Within seconds, Ben was at the bottom of the stairs. He gasped at the sight of Jess, but Marcus stopped him following them.

“Go and warm some milk for her. She is frozen. Keep an eye out of the window. There is someone lurking out there in a black cloak.”

“Have they hurt her?” Ben demanded with a dark scowl.

Marcus shook his head but couldn’t be sure until he had checked for himself. All sorts of things were running through his mind, but he forced his attention to staying calm. It was damned difficult, though. He had never stopped to think about just how much he needed Jess in his life. The mere prospect of her not being there had left him deeply tormented.

Inside what was now their bedroom, Marcus deposited her on her feet beside the bed. Yanking down the covers down, he began to undress her with brisk efficiency.

“Let’s get you warmed up,” he murmured even though she had yet to speak.

Jess didn’t protest when he hauled her sodden dress over her shoulders and stripped every ounce of clothing off her. She stood before him immodestly and clung to him when he tugged a blanket off the bed and wrapped it around her. When she continued to shiver, he chaffed her arms in an attempt to get some warmth back into them, but it was of little use.

“D-d-did you see them?” she asked, her eyes pleading him to confirm that someone had been following; that it hadn’t been her imagination running away with her.

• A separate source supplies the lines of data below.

PR #480, opened 2022-02-28
Add github handles for authors

gitr0n1n:
Add github handles for authors


gitr0n1n:
We already do this in practice, so just updating the document to reflect the processes that are being followed to date as people choose their github name or their email.

IstoraMandiri (approved):

PR #482, opened 2022-02-28
Fix Formatting Errors

gitr0n1n:
Fix Formatting Errors on author fields

### DIFF
--- a/_specs/ecip-1077.md
+++ b/_specs/ecip-1077.md
@@ -1,7 +1,7 @@
 ---
 ecip: 1077
 title: The Meta Fork ECIP: Establishing _Fork_ type ECIPs and their specifications and processes
-author: Mr. Meows D. Bits (@meowsbits)
+author: Mr. Meows D. Bits
 discussions-to: TBD
 status: Withdrawn
 type: Meta
--- a/_specs/ecip-1077.md
+++ b/_specs/ecip-1077.md
@@ -1,7 +1,7 @@
 ---
 ecip: 1077
 title: The Meta Fork ECIP: Establishing _Fork_ type ECIPs and their specifications and processes
-author: Mr. Meows D. Bits
+author: Mr. Meows D. Bits (@meowsbits)
 discussions-to: TBD
 status: Withdrawn
 type: Meta
--- a/_specs/ecip-1082.md
+++ b/_specs/ecip-1082.md
@@ -2,7 +2,7 @@
 lang: en
 ecip: 1082
 title: Fork identifier (`forkid`) protocol fork list specification
-author: github.com/meowsbits
+author: Mr. Meows D. Bits (@meowsbits)
 status: Superseded
 superseded-by: 1091
 type: Standards Track
@@ -156,4 +156,3 @@ The Ethereum Classic disinflationary monetary policy is not considered a series 
 ### Implementation
 
 Respective reference implementations for `forkid` generation are documented in EIP-2124 and EIP-2364.
-
--- a/_specs/ecip-1083.md
+++ b/_specs/ecip-1083.md
@@ -2,7 +2,7 @@
 lang: en
 ecip: 1083
 title: Remove Contract Size Limit
-author: Zachary Belford <@BelfordZ>, Mudit Gupta <@maxsam4>
+author: Zachary Belford (@BelfordZ), Mudit Gupta (@maxsam4)
 discussions-to: https://github.com/ethereum/EIPs/issues/1662
 status: Draft
 type: Standards Track
--- a/_specs/ecip-1085.md
+++ b/_specs/ecip-1085.md
@@ -2,7 +2,7 @@
 lang: en
 ecip: 1085
 title: Simple Subroutines for the EVM
-author: Greg Colvin (@gcolvin) and Bob Summerwill (@bobsummerwill)
+author: Greg Colvin (@gcolvin), Bob Summerwill (@bobsummerwill)
 status: Draft
 type: Standards Track
 category: Core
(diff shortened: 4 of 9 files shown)


bobsummerwill:
/raw PONG _GHMoaCXLT is how the author chose to identify for two of these ECIPs, and there is no need to DOX the author with another name.   Also, the name used in this PR is not a full name, either.

Best NOT to change this.

_specs/ecip-1077.md
```diff
@@ -1,7 +1,7 @@
 ---
 ecip: 1077
 title: The Meta Fork ECIP: Establishing _Fork_ type ECIPs and their specifications and processes
-author: Mr. Meows D. Bits
+author: Mr. Meows D. Bits (@meowsbits)
```
meowsbits, line 4:
```suggestion
author: Mr. Meows D. Bits
```

meowsbits (changes requested):
Why are parenthetical identities better than bracketed? 

EDIT
Oh, I see, you just invented this... https://github.com/ethereumclassic/ECIPs/blame/master/_specs/ecip-1000.md#L158

Maybe we could consider some kind of syntax for specifying the app-handle relationship, like

```
John Doe <johndoe123@hotmail.com>
Jonh Doe (github:johndoe)
```

The problem is that `@johndoe` is ambiguous/useless for the repo as a decentralizable collection of documents, since it presumes the existence of and integration with the Github corporation.

gitr0n1n:
> /raw PONG _GHMoaCXLT is how the author chose to identify for two of these ECIPs, and there is no need to DOX the author with another name. Also, the name used in this PR is not a full name, either.
> 
> Best NOT to change this.

This comment doesn't make much sense:
https://github.com/q9f
http://ecips.ethereumclassic.org/ECIPs/ecip-1103

_specs/ecip-1077.md
gitr0n1n: Just following the ECIP-1000

"The Author header lists the names and email addresses/GitHub handles of all the authors/owners of the ECIP. The format of the Author header value must be:

Random J. User <123@dom.ain>
Random J. User (@random.j.user)
If there are multiple authors, each should be on a separate line following RFC 2822 continuation line conventions."

gitr0n1n: Just following the ECIP-1000

The Author header lists the names and email addresses/GitHub handles of all the authors/owners of the ECIP. The format of the Author header value must be:

Random J. User <123@dom.ain>
Random J. User (@random.j.user)
If there are multiple authors, each should be on a separate line following RFC 2822 continuation line conventions.

gitr0n1n:
> Why are parenthetical identities better than bracketed?
> 
> EDIT Oh, I see, you just invented this... https://github.com/ethereumclassic/ECIPs/blame/master/_specs/ecip-1000.md#L158
> 
> Maybe we could consider some kind of syntax for specifying the app-handle relationship, like
> 
> ```
> John Doe <johndoe123@hotmail.com>
> Jonh Doe (github:johndoe)
> ```
> 
> The problem is that `@johndoe` is ambiguous/useless for the repo as a decentralizable collection of documents, since it presumes the existence of and integration with the Github corporation.

Just fixing broken links. Absent links. 👍

meowsbits:
Generally, editing other people signatures is going to feel wrong to me in 99% of the cases. We have no hard requirements for identitiy/entity assertion, nor should we.

gitr0n1n:
> Generally, editing other people signatures is going to feel wrong to me in 99% of the cases. We have no hard requirements for identitiy/entity assertion, nor should we.

These are not "signatures" these are ECIP `author` headers in the Preamble.

_specs/ecip-1077.md
meowsbits: I have a different interpretation: It does not mean than an author MUST register an email (OR a Github handle, now); it means that IF an author registers one of those values, they should be formatted as described.

gitr0n1n:
> Generally, editing other people signatures is going to feel wrong to me in 99% of the cases. We have no hard requirements for identitiy/entity assertion, nor should we.
> 
> > Just fixing broken links.
> 
> Where are they broken? Can you please describe the issue better?

Sure. Here is  an example of a broken link.

image

meowsbits:
That isn't a broken link because it isn't a link. Its plain text.

gitr0n1n:
> That isn't a broken link because it isn't a link. Its plain text.

Here is another for you.
image

meowsbits:
I am OK with punctuation-only edits. But changing, adding, or removing people's names is substantive, and not OK with me.

gitr0n1n:
> I am OK with metadata-syntax/punctuation-only edits. But changing, adding, or removing people's names (real or claimed) is substantive, and not OK with me.

Great we will start with that as I comb through this repo for generally immaterial admin clean up.

IstoraMandiri:
> That isn't a broken link because it isn't a link. Its plain text.

In this case it looks like the author wasn't was accidentally using the wrong syntax `(` instead of `<`, which is why the link is broken, see https://github.com/ethereumclassic/ECIPs/pull/479#issuecomment-1053909982

gitr0n1n:
> I agree, would you support overriding current `(@blah)` with this new `(github:blah)` or `(twitter:blah)`, and while we are at it should we replace `<hi@joe.com>` with `(email:hi@joe.com)` ?
> 
> This is clearly a confusing feature currently

I like this formatting you are suggesting because it is clearly readable in markdown text.
e.g.:  `(github:blah)` or `(twitter:blah)

meowsbits:
I don't opinions on the precise handle/tag syntax... Probably there are prior arts and patterns that we can reuse instead of reinventing... 

Also. just by the way, `ecip_validator` is a gem that codifies these kinds of validations, and is currently run in the Github Actions workflow. That may be a good place for some of these kinds of validations we're talking about here.

gitr0n1n:
So what's going on with this PR @ethereumclassic/ecip-editors ? We good to push and merge?

meowsbits (approved):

“Yes, I saw the cloaked figure. I just didn’t see who it was,” Marcus replied. “Try not to worry about it. A lot of people are hurrying home in weather like this. I expect Ben will be back soon. Until then, let me light this fire. You get into bed. It’s important we get you warm.”

He left her standing beside the bed staring at him, and knelt down to light the fire. Once it was roaring away heartily, he turned toward her.

“I will be back in a minute,” he murmured.

Jess watched him go and wondered what he was doing. Still, just being at home and knowing he was there was enough to ease her fear. She had never realised before just how much she had come to rely on him. It disturbed her because she had always considered herself to be someone who could cope with life by herself. To think that she had so instinctively turned to Marcus told her just how essential his presence in her life was.

It is love.
She mulled that over.
It has to be. You have never felt like this about anyone else before. No man has ever attracted you like this.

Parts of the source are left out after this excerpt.